Woolworths tools up with Masters plan

Wednesday, 15 February, 2012 - 10:09
Category: 

Wesfarmers has long dominated the estimated $40 billion home improvement and hardware segment with its successful brand Bunnings, so it’s no surprise rival retail giant Woolworths has packed its tools and entered the fray.

Woolworths has invested $100 million in Masters, its big-box rival to Bunnings, and launched the first of its Western Australian stores in Baldivis this week.

Other stores are set for Forrestdale, Ellenbrook, Joondalup and Bibra Lake.

Big box is an apt name, given each Masters store has 13,500 square metres of floor space. Woolworths has also struck a deal with fast-food chain, McDonald’s, to have an outlet in each store.

Woolworths said in 2009 is was teaming up with US mega-brand Lowes (which owned a third of Masters) to develop a presence in the Australian hardware market. They launched a successful takeover bid for hardware distribution company Danks to initially position the new operation.

Woolworths said at the time the expansion into the hardware and home improvement sector was a logical extension of its existing retail capabilities, technology and skills.  

Woolworths estimated in 2009 that Bunnings had a 20 per cent stake in the hardware market, with the rest shared between second-largest brand Mitre 10 (of which 50.01 per cent was bought by listed wholesale distribution company Metcash in 2010) and other independent retailers.

Masters has made its intentions clear, adopting the marketing catch cry “don’t you just love competition” on its website.

A Woolworths spokesperson told WA Business News there was ample opportunity to stake claim to some of the market and that Masters planned to differentiate its brand primarily with service, broader product offerings and greater value.

“It is about trying to find the products that are different, really good quality and that can deliver value as well,” the spokesperson said.

Having been one of the big supermarket retailers that had come under fire for the effects of price slashing on suppliers (see page 10), the Woolworths representative was keen to explain how value had been created.

“We have gone direct to suppliers to negotiate the best possible deals. At the end of the day, if it doesn’t make sense for a vendor, they are not going to supply to you, it is hardly like we have market dominance when we are a new player,” the spokesperson said.

Masters claims it has established exclusive supply deals with suppliers from the UK and US for items like paint brushes and barbecues and that the brand has worked to lower prices.

“Value is something we feel is critically important. We saw an opportunity to bring products to market at a substantially lower price than people had been paying,” the spokesperson said.

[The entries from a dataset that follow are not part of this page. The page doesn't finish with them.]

PR #1152, opened 2021-11-10
[CTF Rebuild] Drill balance changes

bunniewormy:
## Status

(pick one)

## Description

[change] receives slightly more heat from hitting tiles like dirt and ore
[change] receives less heat from hitting blobs like players or doors
[change] increased max heat
[change] slower cool down 
[change] water buckets now cool 50% of drill heat instead of 70%
[change] you can't pick up overheated drills anymore (previously you could and have them instantly drop to the ground]
[change] drills now ignore bushes

### DIFF
--- a/Entities/Industry/Drill/Drill.as
+++ b/Entities/Industry/Drill/Drill.as
@@ -196,12 +196,6 @@ void onTick(CBlob@ this)
 
 		AimAtMouse(this, holder); // aim at our mouse pos
 
-		// cool faster if holder is moving
-		if (heat > 0 && holder.getShape().vellen > 0.01f && getGameTime() % 4 == 0)
-		{
-			heat--;
-		}
-
 		if (int(heat) >= heat_max - (heat_add * 1.5))
 		{
 			makeSteamPuff(this, 1.5f, 3, false);
--- a/Entities/Industry/Drill/Drill.as
+++ b/Entities/Industry/Drill/Drill.as
@@ -23,6 +23,8 @@ const u8 heat_add_constructed = 2;
 const u8 heat_add_blob = 6;
 const u8 heat_cool_amount = 2;
 
+const f32 heat_reduction_water = 0.5f;
+
 const u8 heat_cooldown_time = 8;
 const u8 heat_cooldown_time_water = u8(heat_cooldown_time / 3);
 
@@ -44,7 +46,7 @@ void onInit(CSprite@ this)
 			anim.AddFrames(frames);
 		}
 		heat.SetAnimation(anim);
-		heat.SetRelativeZ(1.0f);
+		heat.SetRelativeZ(0.1f);
 		heat.SetVisible(false);
 		heat.setRenderStyle(RenderStyle::light);
 	}
@@ -438,7 +440,7 @@ f32 onHit(CBlob@ this, Vec2f worldPoint, Vec2f velocity, f32 damage, CBlob@ hitt
 
 	if (customData == Hitters::water)
 	{
-		s16 current_heat = this.get_u8(heat_prop) - heat_max * 0.5f;
+		s16 current_heat = this.get_u8(heat_prop) - heat_max * heat_reduction_water;
 		if (current_heat < 0) current_heat = 0;
 		this.set_u8(heat_prop, current_heat);
 		makeSteamPuff(this);
--- a/Entities/Industry/Drill/Drill.as
+++ b/Entities/Industry/Drill/Drill.as
@@ -14,6 +14,7 @@ const string buzz_prop = "drill timer";
 
 const string heat_prop = "drill heat";
 const u8 heat_max = 150;
+const u8 heat_drop = 140;
 const u8 high_damage_window = 40; // at how much heat before max drill deals increased damage
 
 const string last_drill_prop = "drill last active";
@@ -92,7 +93,7 @@ bool canBePutInInventory( CBlob@ this, CBlob@ inventoryBlob )
 
 bool canBePickedUp(CBlob@ this, CBlob@ byBlob)
 {
-	return (this.get_u8(heat_prop) < heat_max - heat_add * 1.5f);
+	return (this.get_u8(heat_prop) < heat_drop);
 }
 
 void onThisRemoveFromInventory( CBlob@ this, CBlob@ inventoryBlob )
@@ -198,7 +199,7 @@ void onTick(CBlob@ this)
 
 		AimAtMouse(this, holder); // aim at our mouse pos
 
-		if (int(heat) >= heat_max - (heat_add * 1.5))
+		if (int(heat) >= heat_drop)
 		{
 			makeSteamPuff(this, 1.5f, 3, false);
 			this.server_Hit(holder, holder.getPosition(), Vec2f(), 0.25f, Hitters::burn, true);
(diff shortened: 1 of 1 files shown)


MonkeyFeats:
Drills were added to assist in mining ores, that should be kept as their main use.

bunniewormy:
> Drills were added to assist in mining ores, that should be kept as their main use.

Drills are never used to mine ore and it was never their main purpose. At first they only gave 50% of mats (currently 75%), and always overheated after 3-4 seconds of mining ore. Because of that it's literally almost never worth it to use drills to mine ore rather than doing it by hand because you lose materials. FWIW, drills at first were also usable by knights and archers. They were always used either for ratting underground or offensively overground to attack the enemy base, or as a combat tool. The point of the change is to reduce their usability for ratting (hence the water bucket change and more heat from tiles like dirt), which I believe a lot of people dislike, and to make them more useful as an offensive tool for attacking the enemy base.

MonkeyFeats:
Yeah I stand corrected, maybe I just felt like they were for ore mining.

ewetcr:
[change] you can't pick up overheated drills anymore (previously you could and have them instantly drop to the ground]
this means, correct me if I'm wrong, that you can't pick an enemy drill when it overheated and fell off his/her hands?

Just to add to the conversation, drills shouldn't be more effective against players than against dirt/blocks, otherwise it's like giving a weapon to builders making it a compulsory item for any pushing builder.

CatWiz:
> you can't pick an enemy drill when it overheated and fell off his/her hands?

not immediately, only after it has cooled down a bit. both players still have chance to grab it in that situation, just need to time it. less obvious result of this change is that you cant spam pickup+lmb on overheated drill to hit something right before drill auto drops. haven't seen anyone pull this off in combat but have seen players using it to quickly dig logs when there's no saw.

and i am going to sound like a broken recorder but #1102 makes combat builders a lot weaker and more reliant on knights whether those builders use door angles intentionally or not

Entities/Industry/Drill/Drill.as
```diff
@@ -87,6 +88,11 @@ bool canBePutInInventory( CBlob@ this, CBlob@ inventoryBlob )
 	return true;
 }
 
+bool canBePickedUp(CBlob@ this, CBlob@ byBlob)
+{
+	return (this.get_u8(heat_prop) < heat_max - heat_add * 1.5f);
```
AsuMagic, line 93: This expression is copy-pasted from `onTick` (`if (int(heat) >= heat_max - (heat_add * 1.5))`), factor those out in a single global constant as is done with other values

Entities/Industry/Drill/Drill.as
```diff
@@ -43,7 +44,7 @@ void onInit(CSprite@ this)
 			anim.AddFrames(frames);
 		}
 		heat.SetAnimation(anim);
-		heat.SetRelativeZ(0.1f);
+		heat.SetRelativeZ(1.0f);
```
AsuMagic, line 47: What does this change? Document it in the PR if it wasn't accidentally left there

Entities/Industry/Drill/Drill.as
```diff
@@ -191,7 +197,7 @@ void onTick(CBlob@ this)
 		AimAtMouse(this, holder); // aim at our mouse pos
 
 		// cool faster if holder is moving
-		if (heat > 0 && holder.getShape().vellen > 0.01f && getGameTime() % 3 == 0)
+		if (heat > 0 && holder.getShape().vellen > 0.01f && getGameTime() % 4 == 0)
```
AsuMagic, line 200: Should we even keep this mechanic at all since it is rather obscure imo?

Entities/Industry/Drill/Drill.as
```diff
@@ -301,7 +307,7 @@ void onTick(CBlob@ this)
 
 								if (isServer())
 								{
-									if (int(heat) > heat_max * 0.7f) // are we at high heat? more damamge!
+									if (heat_max - int(heat) < high_damage_window) // are we at high heat? more damamge!
```
AsuMagic, line 310: `heat_max - int(heat) < high_damage_window`  
is equivalent to  
`int(heat) >= heat_max - high_damage_window`  
which is a lot more readable

Entities/Industry/Drill/Drill.as
```diff
@@ -438,8 +444,8 @@ f32 onHit(CBlob@ this, Vec2f worldPoint, Vec2f velocity, f32 damage, CBlob@ hitt
 
 	if (customData == Hitters::water)
 	{
-		s16 current_heat = this.get_u8(heat_prop) - heat_max*0.7f;
-		if (current_heat < 0) current_heat= 0;
+		s16 current_heat = this.get_u8(heat_prop) - heat_max * 0.5f;
```
AsuMagic, line 447: Overall it might be a good idea to refactor all those heat vars as global constants (e.g. `water_heat_reduction` or whatever). Not necessarily in this PR, though

AsuMagic (changes requested):

Entities/Industry/Drill/Drill.as
AsuMagic: ... or alternatively replace `high_damage_window` into a `high_damage_threshold` which is equal to this `heat_max - high_damage_window` value

Entities/Industry/Drill/Drill.as
bunniewormy: why not? it doesn't really change that much but it's pretty cool to have as a little detail imo

AsuMagic: There's no immediate feedback that it is possible, so this is one of the (various) things drills have that you need to be told about to know.

Entities/Industry/Drill/Drill.as
bunniewormy: done

Entities/Industry/Drill/Drill.as
bunniewormy: done the 1st

Entities/Industry/Drill/Drill.as
bunniewormy: removed

Entities/Industry/Drill/Drill.as
bunniewormy: i have no idea why this is here 

either was testing something and left it accidentally or it was changed to fix some obscure visual issue that was happening only on staging, but i have no idea what it could have been and don't know if i'm not misremembering

Entities/Industry/Drill/Drill.as
bunniewormy: done

AsuMagic (approved):

Blavier:
None of these changes make sense, and why they are being approved is beyond me. Just add drills ignoring bushes and scrap the rest of them.

AsuMagic:
Copypasta: Deciding to merge this for now. IMO the change makes sense as part of the rest of the balance goals, but it will be needed to track what meta/balance this results in after players have some experience playing with all the changes/adapt to whatever new meta. The feedback votes should be useful to characterize that, and revert or adapt part of the changes if needed.

Drill specific comment: The natural tile nerf is useful, and the buff isn't shockingly noticeable when testing in singleplayer, but as this might be one of the most sensitive parts of balance we'll see how the building/destruction changes makes this okay.

PR #1153, opened 2021-11-10
[CTF Rebuild] Bomb tornado in saws to replace saws exploding bombs (sawjumps removed)

bunniewormy:
## Status

(pick one)

## Description

[added] (water)bomb tornado to saws to replace saws exploding bombs

Removes sawjumps in a slightly fun way

Videos:

https://user-images.githubusercontent.com/39147836/141695725-f0dff5d2-be87-44d5-9c04-f8564223069c.mp4

https://user-images.githubusercontent.com/39147836/141695713-c61e7c72-33b2-4d3b-93c5-0a14350b41ed.mp4

https://user-images.githubusercontent.com/39147836/141695705-b637e498-57f3-404b-8b12-6692e30bc17d.mp4

https://user-images.githubusercontent.com/39147836/141695700-eaddc8c1-62d3-4df0-a957-2f0b8788b31b.mp4

https://user-images.githubusercontent.com/39147836/141695693-c4bb022b-0244-4753-a07c-4692cd60d071.mp4


MonkeyFeats:
A better method might be to reduce the max force that can be applied to a player, to just above however much a double bomb jump gives you, then have an exponential fall off after that.

bunniewormy:
> 
> 
> A better method might be to reduce the max force that can be applied to a player to just above however much a double bomb jump gives you; then have an exponential fall off after that.

I've thought of that, but I think max force limits aren't really fun and feel unnatural. Moreover, I believe that the most meaningful issue with sawjumps is that it was a niche trick that required specific game knowledge and which many people simply didn't understand - because of that, they should be entirely removed rather than continue to exist in a nerfed form (although personally I think they were quite fun and useful for breaking stalemates if you did knight+builder in crate meta)

Also, adding a max force limit will also nerf the knockback from having your bomb + enemy bomb explode at the same (which currently results in an impressive bomb jump), which would be a shame because it's fun whenever it happens

Mazey:
Saws killing most of the blobs is a fun mechanic and shouldn't be changed for this. Instead, fix the underlying issue, especially considering sawjumps are at the moment nowhere to be seen in public games. I'm in the same boat as @MonkeyFeats. 

When 2 bombs explode at the same time the force is quite high and anything higher than that causes abnormalities (as seen with f.i. sawjumps or bundled explosions that cause you to fly annoyingly high in the sky only to die instantly after).

>Also, adding a max force limit will also nerf the knockback from having your bomb + enemy bomb explode at the same

No, as @MonkeyFeats suggests (and if not, I am) limiting the force to 2 bombs (and dropping off quickly after that) will _exactly_ still allow this to happen (which is good, because it's indeed fun!), and with good timing & ping, you can mostly do this by yourself already, making saws redundant for bomb jumps).

bunniewormy:
Updated PR with new functionality - Saws now interact with bombs by deflecting them upwards. This also removes sawjumps.

Mazey:
It's fully functional but water bombs and this mechanic will absolutely need (proper gameplay) testing to make sure there are no weird quirks or side effects (though I already removed a couple I could find).

MrPotatobird:
I kinda like this weird bouncing thing too (is it just for team saws?) but couldn't you simply have a saw turn off when a teammate's bomb goes into it? Kinda like how a saw turns off when it teamkills. That way it would only pop _one_ of the bombs if you tried to sawjump, but still preserves a little bit of the original meme strat potential. And you wouldn't have to mess with the laws of physics.

You could even have it turn off after two bombs instead of just one if you wanted to try nerfing the saw jump somewhat without removing it completely.

AsuMagic:
Added some changes which match the version that was briefly tested on a server.

- Added spark particles on hit.
- Modified the audio, added some pitch adjustment for better audio cues.
- Tweaked physics, when hitting a saw on top the bombs will preserve *some* horizontal momentum. Nothing that allows using saws for shooting bombs far, though.
- Bombs hitting a saw have their fuse shortened quite significantly. This can be used to a strategical advantage from my testing.
That fuse shortening is semi-random, but it is possible to have bombs consistently blow up by stacking saws, which makes it possible to sawjump again. It becomes a lot more unpractical and expensive though so I don't think it's a big deal.
- Fixed some saw syncing which makes bloody saws work on net now.

Would like feedback on this too.

AsuMagic (approved):

PR #989, opened 2020-12-23
Resupply message tweaks; resupply on ballista without switching; builder and archer have seperate resupply timers.

Hobey:
- **READY**

[Demo Video 1](https://user-images.githubusercontent.com/26771587/102963130-abc75180-44e8-11eb-876b-3d3c24bd766c.mp4)
[Demo Video 2](https://user-images.githubusercontent.com/26771587/102963134-aec24200-44e8-11eb-947a-0f682dbe3f92.mp4)

---

Archer's resupply (for 30 arrows) and builder's resupply (for 300/100 wood + 100/30 stone) are now on seperate timers, meaning that if you resupply as builder, then 10 seconds later switch to archer, the builder resupply will not be delayed because you got 30 arrows. _Archers can now dropmats each respawn in a less annoying way to get wood+stone for their team and dropmats at their tower/midbase more effectively and without having to worry about the arrow-resupply stalling their wood+stone resupply if you messed up your retreat/resupply/death timings as archer._

You can now just walk to of a ballista/warboat when your resupply timer runs out and will get a resupply (just like with the spawn tent/shops). _Just for quality of life_

---

Changed the resupply message to help people that haven't figured out resupplies yet; see Demo Video 1 above.
Tweaked color of resupply message, disabled the text wobbling effect. _There's a lot of players that have played the game a lot but still don't know about resupplying or don't understand it fully. Resupplying and "dropping mats" is an awesome, fundamental game mechanic. It should be like the first thing you learn when you start playing CTF. At the moment, it is harder than it should be to notice the mechanic and figure it out. I hope the new resupply message + help text helps players learn it._

---

If all players in a 6v6-12v12 CTF match drop mats, 100 wood + 30 stone is actually too much. And in a 1v1-4v4, there's not really enough. I'll (hopefully find time and energy to) PR a resupply nerf (something similar to what we have on Captains, less mats the more players there are in a team; or some kind of diminishing return system maybe) at some point (feel free to do it, CatWiz/Bunnie, if you feel like it).

---

collapsed doGiveSpawnMats, canGetSpawnmats and GiveSpawnResources into one function; 
cleaned up onTick in CTF_GiveSpawnItems a bit for readability.
stopped using playerinfo.items_collected since there's now 2 resupply timers anyway (left the variable in the struct to minimize mods breaking)

PR #1154, opened 2021-11-10
[CTF Rebuild] Slight resupply rework. You always get resupplies in build time.

bunniewormy:
## Status

(pick one)

## Description

It's basically this PR https://github.com/transhumandesign/kag-base/pull/989

[change] resupplies every 30 seconds during build time rather than every 40
[change] changed the resupply message to help people that haven't figured out resupplies yet
[added] you get resupplies without having to go to a builder shop or a tent in build time
[added] text above inventory that tells you when you're able to receive builder resupplies 
[added] builder and archer resupply now use different timers
[added] easier resupplying on ballista


Rules/CTF/Scripts/CTF_GiveSpawnItems.as
```diff
@@ -4,99 +4,51 @@
...
-	if (blob !is null && player !is null)
-	{
-		RulesCore@ core;
-		this.get("core", @core);
-		if (core !is null)
-		{
-			doGiveSpawnMats(this, player, blob, core);
-		}
-	}
+	if (!getNet().isServer()) return;
```
Vam-Jam, line 46: isServer() instead of getNet().isServer()

Rules/CTF/Scripts/CTF_GiveSpawnItems.as
```diff
@@ -105,90 +57,89 @@ void onPlayerDie(CRules@ this, CPlayer@ victim, CPlayer@ attacker, u8 customData
...
 
+void SetCTFTimerBuilder(CRules@ this, CPlayer@ p, s32 time)
+{
+	string property = getCTFTimerPropertyNameBuilder(p);
+	this.set_s32(property, time);
+	this.SyncToPlayer(property, p);
 }
 
-string getCTFTimerPropertyName(CPlayer@ p)
+string getCTFTimerPropertyNameArcher(CPlayer@ p)
```
Vam-Jam, line 85: imo get rid of these funcs

do getCTFTimerPropertyName, which takes a player and a blob. you can just use the blob name instead of hard coding different string names and funcs

Rules/CTF/Scripts/CTF_GiveSpawnItems.as
```diff
@@ -216,48 +169,58 @@ void onTick(CRules@ this)
...
+	if (this.isWarmup()) 
+	{
+		// during building time, give everyone resupplies no matter where they are
+		for (int i = 0; i < getPlayerCount(); i++) 
+		{
+			CPlayer@ player = getPlayer(i);
+			CBlob@ blob = player.getBlob();
+			if (blob !is null) 
+			{
+			doGiveSpawnMats(this, player, blob);
```
Vam-Jam, line 187: missing tab

Rules/CTF/Scripts/CTF_GiveSpawnItems.as
```diff
@@ -267,32 +230,101 @@ void onRender(CRules@ this)
 {
 	if (g_videorecording || this.isGameOver())
 		return;
-
+	
 	CPlayer@ p = getLocalPlayer();
-	if (p is null || !p.isMyPlayer()) { return; }
-
-	string propname = getCTFTimerPropertyName(p);
+	if (p is null || !p.isMyPlayer()) return;
```
Vam-Jam, line 235: this check is not needed, safe to remove

(this is called once client side per frame, p will always be my player, and p will always exist as long as im in game)

Rules/CTF/Scripts/CTF_GiveSpawnItems.as
```diff
@@ -267,32 +230,101 @@ void onRender(CRules@ this)
...
+			
+			text = getTranslatedString("Next resupply of 30 arrows in {SEC}{TIMESUFFIX}.")
+				.replace("{SEC}", "" + secs)
+				.replace("{TIMESUFFIX}", getTranslatedString(units));
+
+			x = getScreenWidth() / 2;
+			y = getScreenHeight() / 3 - 16.0f;
 		}
+		
+		GUI::DrawTextCentered(text, Vec2f(x, y), color);
```
Vam-Jam, line 328: this could be made shorter, you shouldnt need to copy paste the code on a per class basis

Rules/CTF/Scripts/CTF_GiveSpawnItems.as
bunniewormy: fixed

Rules/CTF/Scripts/CTF_GiveSpawnItems.as
bunniewormy: fixed

Rules/CTF/Scripts/CTF_GiveSpawnItems.as
bunniewormy: this is vanilla code, but removed

~~if this will cause dumb issues in the future i will headbonk you~~

Rules/CTF/Scripts/CTF_GiveSpawnItems.as
bunniewormy: The point is to allow for displaying resupply text of a class regardless of what class the player is though (in this case specifically, display builder resupply text even if you're archer or knight. Archer resupply isn't displayed for other classes, but it's done the same way for consistency)

With that, should it still be modified? I could combine the functions into one and just add a string parameter instead of adding a blob parameter (string "archer" or string "builder")?

Rules/CTF/Scripts/CTF_GiveSpawnItems.as
bunniewormy: I've done some refactoring for this, could you please give a look if it's fine now?

eps0003:
The resupply text above your inventory displays for only a split second during build time since you immediately receive resupply. This might be fixable by adding a small delay before the text appears.

AsuMagic:
If/when merged - let's also attribute this change to Hobey as this is based upon his work.

Rules/CTF/Scripts/CTF_GiveSpawnItems.as
```diff
@@ -105,101 +63,168 @@ void onPlayerDie(CRules@ this, CPlayer@ victim, CPlayer@ attacker, u8 customData
...
-		}
-	}
+	return SPAWN_ITEMS_TIMER_BUILDER + p.getUsername();
+}
 
-	return false;
+s32 getCTFTimerBuilder(CRules@ this, CPlayer@ p)
+{
+	string property = getCTFTimerPropertyNameBuilder(p);
+	if (this.exists(property))
```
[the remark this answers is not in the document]
bunniewormy: yes

mugg91:
I think it isn't too big of an issue to just build a build shop and go there occasionally or to go to your tent.
Why not just add a help text that tells new players that they should be building their base and that they get materials at tent/buildshop/ballista etc.

AsuMagic:
> I think it isn't too big of an issue to just build a build shop and go there occasionally or to go to your tent. Why not just add a help text that tells new players that they should be building their base and that they get materials at tent/buildshop/ballista etc.

A lot of people are aware they need to go to the tent/buildershop to resupply at build time but a lot of people don't and just decide to mine for ages. This is generally a massive waste of resources for the team and I feel like it is hardly a good gameplay mechanic to require it as build time except for consistency (which there isn't really since the resupply amounts differ).

AsuMagic (approved):

mugg91:
One problem I see commonly in build 3900 is when I do get resupplies, sometimes it's just given to my teammate instead.
I guess when the materials spawn inside my character, and I'm overlapping with someone else, it's sometimes given to the wrong player. Maybe use "server_putininventory" (if it isn't already)?
It should be checked if this specific issue is fixed.

PR #1165, opened 2021-11-14
Revert halloween sprites

bunniewormy:
## Status

## Description

Title

Also, a lot of people seemed to hate gregs so we probably should think of something more fun for next year?


AsuMagic:
Reverting the two merges should be enough rather than reverting individual commits like that. Also while we don't have a proper way to make those holiday sprite changes automatically it should be cleaner to pack up everything in a branch that should be reversible with only one commit without resorting to dubious git magic every time.

Issue #1170, opened 2021-11-19
Distinction between gold and coins should be more obvious


AsuMagic:
**Current in-game behaviour.**

Newbies often get confused with the difference between coins and gold.

**Proposed Change**

Coins and gold should be distinguished better. This could be improved in a few areas:

- Including coin gain and loss in the hover messages (same as with kills and materials). This sounds like a good idea to me, but I don't know if it would be too distracting in practice.
- Mentioning coins more explicitly in some descriptions.
- Hovering coins/materials in the bottom bar could show a tooltip?

PR #1171, opened 2021-11-19
[added] hover message on coin count change next to materials

AsuMagic:
## Status

## Description

**Shows coin changes as part of the hover messages.**

This should be tested by more people as this could feel distracting, but in my testing hover messages are subtle enough that it is not an issue.

The fact it shows just next to materials makes it rather obvious what actions give you coins, such as building, fighting, and collecting coins - which is not necessarily obvious to a newbie since there is no other clear visual feedback, mind you. Plus it should help give some indication how much coins are actually earned.  
Since it aims towards fixing #1170, this should also help distinguishing coins and gold, because there has been various instances of newbies getting confused between the two.

This is implemented using a MaterialMessage, with the same timeout and category. The timeout being low could prove being an issue, and if it is, we could adjust it to increase it.

## Steps to Test or Reproduce

1. Join Sandbox or a local CTF server.
2. Earn coins through building, spend coins on stuff, etc.
3. Earned/lost coins should appear with behavior very similar to blob materials.

### DIFF
--- a/Entities/Common/HoverMessage/DrawHoverMessages.as
+++ b/Entities/Common/HoverMessage/DrawHoverMessages.as
@@ -43,6 +43,23 @@ const string[] ignored_material_losses = {
 	"mat_waterbombs",
 };
 
+void updateCoinMessage(CPlayer@ player)
+{
+	const string prop_name = "old coin count";
+
+	if (player.exists(prop_name))
+	{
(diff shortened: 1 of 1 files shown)


Vam-Jam (approved):

AsuMagic:
I'll merge it for now. We'll see in testing if this is too distracting.

PR #1175, opened 2021-11-25
Update accolades for Eluded

benjamingorman:
I am an OKSA so should have moderation accolade.

I've had 2 PRs merged so should have github accolade:
https://github.com/transhumandesign/kag-base/pulls?q=is%3Apr+author%3Abenjamingorman+is%3Aclosed


eps0003 (changes requested):
You need to add the comments that state why the accolades were given

eps0003 (approved):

As far as competing with the market’s biggest player Bunnings, Woolworths is planning to roll out between 15 and 20 stores a year nationally and has set the goal to secure 150 big-box store sites within five years, but has not set targets for market share.

“It will certainly take us a long time to achieve substantial inroads. It will be a long time before we are anywhere near the level Bunnings is at, we are starting from scratch and it will take time,” the spokesperson said.

“We are only going to be building between 15 and 20 stores a year, that is still a lot of stores, but when you consider Bunnings have somewhere in the region of 300, it will take us some time to get to that kind of scale.”

In its 2011 financial year report, Bunnings said it had 296 stores across Australia and New Zealand (it has since closed two), 31,000 staff and its trading revenue was $6.8 billion.

That compares to Mitre 10, which recorded sales of $797.6 million and gross earnings of $20.7 million across its 420 stores.

Metcash has the right to acquire the remaining 49.9 per cent of the Mitre 10 group this year or in 2013.